In the listing that follows, count each line containing the string "think" and report only the count.

[LISTED ENTRIES Boundary: Start]

PR #699, opened 2018-08-23
print nfs write verifier cookie for write and commit operation

viralkmehta:


infrastation:
Do you have a .pcap that shows the effect of the new code?

infrastation:
It would be most helpful if you added a new test case based on a .pcap file that contains the required NFS packet(s) (`tcpdump -#` will show packet numbers and`editcap` can filter these out for you).

viralkmehta:
Yes, I looked at that and I did not find any relevant existing .pcap file for general NFS testing.

I can see below pasted nfs testing .pcap files.
Let me know which one you think is the most appropriate to add new test and I will do that.

[mehtav3@centos72_base tests]$ grep -i nfs TESTLIST
unaligned-nfs-1 unaligned-nfs-1.pcap    unaligned-nfs-1.out     -v
nfs-attr-oobr           nfs-attr-oobr.pcap              nfs-attr-oobr.out
hoobr_nfs_printfh       hoobr_nfs_printfh.pcap          hoobr_nfs_printfh.out
hoobr_nfs_xid_map_enter hoobr_nfs_xid_map_enter.pcap    hoobr_nfs_xid_map_enter.out


Thanks,
Viral

print-nfs.c
```diff
@@ -1435,15 +1435,17 @@ parsecreateopres(netdissect_options *ndo,
...
             const uint32_t *dp, int verbose)
 {
 	u_int er;
 
 	if (!(dp = parsestatus(ndo, dp, &er)))
 		return (0);
-	return parse_wcc_data(ndo, dp, verbose) != NULL;
+	if (!(dp = parse_wcc_data(ndo, dp, verbose)))
+		return (0);
+	return dp;
```
infrastation: this is the same as `return parse_wcc_data(ndo, dp, verbose)`

infrastation:
A new separate test would be the most appropriate.

print-nfs.c
viralkmehta: Yup, that is true, I can make it simpler.

viralkmehta:
Added a new commit which adds new test for the code changes

print-nfs.c
```diff
@@ -1803,8 +1807,14 @@ interp_reply(netdissect_options *ndo,
 
 	case NFSPROC_COMMIT:
 		dp = parserep(ndo, rp, length);
-		if (dp != NULL && parsewccres(ndo, dp, ndo->ndo_vflag) != 0)
+		if (dp != NULL && (dp = parsewccres(ndo, dp, ndo->ndo_vflag)) != 0) {
```
infrastation: `!= NULL` would be more appropriate so long as the test is for a pointer.

print-nfs.c
```diff
@@ -1668,6 +1668,10 @@ interp_reply(netdissect_options *ndo,
 					ND_PRINT(" <%s>",
 						tok2str(nfsv3_writemodes,
 							NULL, EXTRACT_BE_U_4(dp + 1)));
+
+					/* write-verf-cookie */
+					ND_TCHECK_8(dp + 2);
+					ND_PRINT(" verf %" PRIx64, EXTRACT_BE_U_8(dp + 2));
 				}
```
infrastation: The above reads as "4 bytes addressed as dp[1], dp[2], dp[3] and dp[4] stand for the write mode" and "8 bytes addressed as dp[2], dp[3], dp[4], dp[5], dp[6], dp[7], dp[8] and dp[9] stand for the cookie". Clearly there is a 3-byte overlap, could you double-check and confirm?

print-nfs.c
```diff
@@ -1803,8 +1807,14 @@ interp_reply(netdissect_options *ndo,
 
 	case NFSPROC_COMMIT:
 		dp = parserep(ndo, rp, length);
-		if (dp != NULL && parsewccres(ndo, dp, ndo->ndo_vflag) != 0)
+		if (dp != NULL && (dp = parsewccres(ndo, dp, ndo->ndo_vflag)) != 0) {
+			if (ndo->ndo_vflag > 1) {
+				/* write-verf-cookie */
+				ND_TCHECK_8(dp);
+				ND_PRINT(" verf %" PRIx64, EXTRACT_BE_U_8(dp));
```
infrastation: Likewise, here `dp` is an argument to `parsewccres()` and a pointer to the cookie, is this intentional?

infrastation:
If the proposed change follows RFC 7530, it could be helpful to refer to particular sections as that's quite a large document.

infrastation:
Thank you for the comments, now it makes more sense. Do you have references to specific sections of the protocol specification?

viralkmehta:
This one is standard reply for NFS WRITE operation and the verifier cookie is valid for both NFSv3 and NFSv4. So, far it was not being printed and I added the change.

For RFC section, you can look at, 
https://tools.ietf.org/html/rfc1813#section-3.3.7

viralkmehta:
And under the section I mentioned, look at
      struct WRITE3resok {
           wcc_data    file_wcc;
           count3      count;
           stable_how  committed;
           writeverf3  verf;
      };

The last field is what this patch is printing, now.

viralkmehta:
Hi,

Btw, had a question on who merges the code ? And when does that happen generally ?

infrastation:
Thank you for the spec references, that is helpful. One or another maintainer merges pull requests when the changes are ready for production and the maintainer is able to proof-read. The amount of time and work differs, you can look through closed pull requests if interested. This pull request should not take long to merge.

infrastation:
I see how the existing code relates with the WRITE operation definition (Section 3.3.7), in that the structure is different for an OK and for a non-OK status. The COMMIT operation (Section 3.3.21) code does not seem to take the status into account (it does not call `parsestatus()` at all), so something may be wrong in this decoder, but the new code has bounds check, so even if it produces incorrect output, it will do it safely.

PR #702, opened 2018-09-25
Subject: Introduce -nn option

Boucher-Lambert:
This changes the semantics on -n option so only namelookups are skipped. Port
numbers *are* translated to their string representations. Option -nn then has
the same semantics as -n had originally.

This is a partial upstreaming of tcpdump-4.9.2-3 used in CentOs 7.5.

Signed-off-by: Timothee Boucher-Lambert <timothee.boucher-lambert@tessares.net>

### DIFF
--- a/addrtoname.c
+++ b/addrtoname.c
@@ -802,7 +802,7 @@ init_servarray(netdissect_options *ndo)
 
 		while (table->name)
 			table = table->nxt;
-		if (ndo->ndo_nflag) {
+		if (ndo->ndo_nflag > 1) {
 			(void)nd_snprintf(buf, sizeof(buf), "%d", port);
 			table->name = strdup(buf);
 		} else
@@ -1226,7 +1226,7 @@ init_addrtoname(netdissect_options *ndo, uint32_t localnet, uint32_t mask)
 		f_localnet = localnet;
 		f_netmask = mask;
 	}
-	if (ndo->ndo_nflag)
+	if (ndo->ndo_nflag > 1)
 		/*
 		 * Simplest way to suppress names.
 		 */
--- a/tcpdump.1.in
+++ b/tcpdump.1.in
@@ -546,7 +546,11 @@ Use \fIsecret\fP as a shared secret for validating the digests found in
 TCP segments with the TCP-MD5 option (RFC 2385), if present.
 .TP
 .B \-n
-Don't convert addresses (i.e., host addresses, port numbers, etc.) to names.
+Don't convert host addresses to names.  This can be used to avoid
+DNS lookups.
+.TP
+.B \-nn
+Don't convert protocol and port numbers etc. to names either.
 .TP
 .B \-N
 Don't print domain name qualification of host names.
--- a/tests/TESTonce
+++ b/tests/TESTonce
@@ -21,7 +21,7 @@ if ($^O eq 'MSWin32') {
 else {
     # we used to do this as a nice pipeline, but the problem is that $r fails to
     # to be set properly if the tcpdump core dumps.
-    $r = system "../tcpdump 2>/dev/null -# -n -r $input $options >NEW/$output";
+    $r = system "../tcpdump 2>/dev/null -# -nn -r $input $options >NEW/$output";
     if($r != 0) {
         # this means tcpdump failed.
         open(OUTPUT, ">>"."NEW/$output") || die "fail to open $output\n";


infrastation:
I vaguely remember a discussion along those lines, but do not remember why it did not result in such a change. Regardless if it was some code complications or just lack of time, from a user point of view the proposed change looks clear.

infrastation:
Requested feedback on the list.

frisso:
I would prefer to avoid breaking the semantic of already implemented switches.
My proposal would be to create a new switch (e.g., "-na" do not resolve addresses, which implicitly tells the user that port names can be translated) with the additional behavior, and leave "-n" as it is now.

sethhall:
Wow, please don't merge this change.  There are lots of great points being made on the tcpdump-workers list but for me the absolute most convincing one is that it would suddenly make my typical set of command line flags have a different behavior and it would be inconsistent between systems. 

With most tools all I'm ever trying to do is figure out how to disable this behavior since pre-providing the lookup in /etc/services has rarely been helpful to me.

ckreibich:
Please, no! Do not change established command line usage, period. This is a big deal. For the folks already used to -n vs -nn, running -nn already achieves the same thing, so if you really want to now allow distinction of just what doesn't get resolved, do it via a new mechanism, like the one Joerg suggests on the list.

infrastation:
@Boucher-Lambert, could you please clarify the motivation for having the "don't resolve addresses, but resolve service names" mode, regardless of how exactly the user activates it? I could think of potential scenarios where it would be useful, but what is your practical use case?

infrastation:
Would everybody be willing to accept that `-n` remains as it is now (resolve neither hostnames nor service names) and `-nn` becomes "do not resolve hostnames, but resolve service names)?

mcr:
Denis Ovsienko <notifications@github.com> wrote:
    > Would everybody be willing to accept that -n remains as it is now
    > (resolve neither hostnames nor service names) and -nn becomes "do not
    > resolve hostnames, but resolve service names)?

I'm happy with that.

Boucher-Lambert:
> Would everybody be willing to accept that `-n` remains as it is now (resolve neither hostnames nor service names) and `-nn` becomes "do not resolve hostnames, but resolve service names)?

No.

I proposed this change because I noticed a difference in the semantic between the mainstream tcpdump and the tcpdump used in CentOs.

In CentOs, the options are as follow:
       _-n     Don't convert host addresses to names.  This can be used to avoid DNS lookups.
       -nn    Don't convert protocol and port numbers etc. to names either._

With current implementation of `-n` in tcpdump, there is style somehow a compatibility ( since `-nn` will be interpreted as `-n`) with a code written for CentOs.

If  `-nn` becomes "do not resolve hostnames, but resolve service names", the semantic becomes the opposite of what it is in CentOs.

infrastation:
I have studied the change proposed in this pull request and I confirm you have explained its immediate effect correctly. However, an unsolicited default behaviour change in the CentOS tcpdump package (or any other tcpdump package, for that matter) does not on its own make valid grounds for the default behaviour change everywhere. If the proposed change is merged as it is now, it will likely cause a long-time annoyance for the software maintainers for no obvious gain.

As to "code written for CentOS", you still have not updated on the specific use cases, hence from your comments it looks like making a CentOS-specific change in one software and then having to make CentOS-specific changes in other software, i.e. keeping developers busy to achieve what was available in the first place -- original tcpdump and code written for generic Linux/POSIX.

If your goal is to introduce a new mode that disables host name lookups but leaves service name lookups in place, there are other, much cleaner ways to achieve that in CentOS and elsewhere. One of which could be, for example, adding a command-line parameter like `--resolve-service-names` and migrating the code to use it. If you decide to work in that direction, I would be willing to assist in merging such a change. But I believe it would be wrong to accept the change originally proposed in this pull request.

micolous:
This comment is offered _neutrally,_ after trying to troubleshoot some tests in another software package which failed as a result of this patch.

I found this patch [has been included in Red Hat's distributions of tcpdump since 2001](https://src.fedoraproject.org/rpms/tcpdump/c/d42d137a2e259f46cb569ef92f34b43bc6802e03
), as `tcpdump-3.6.1-portnumbers.patch`:

```
* Sat Jan 13 2001 Pekka Savola <pekkas@netcore.fi>            
  - Make -n resolve port/protocol numbers but not hostnames, -nn for no            
    resolving at all
```

The [publicly accessible mailing list archives for tcpdump](https://seclists.org/tcpdump/) only appear to go back to 2002, but I found [a previous upstreaming attempt in 2009](https://seclists.org/tcpdump/2009/q3/110).

It does not appear that this patch has been applied to Debian or Gentoo.  I haven't checked other distributions of `tcpdump`.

[LISTED ENTRIES Boundary: End]

• **OUTPUT OF THE EXERCISE**:
2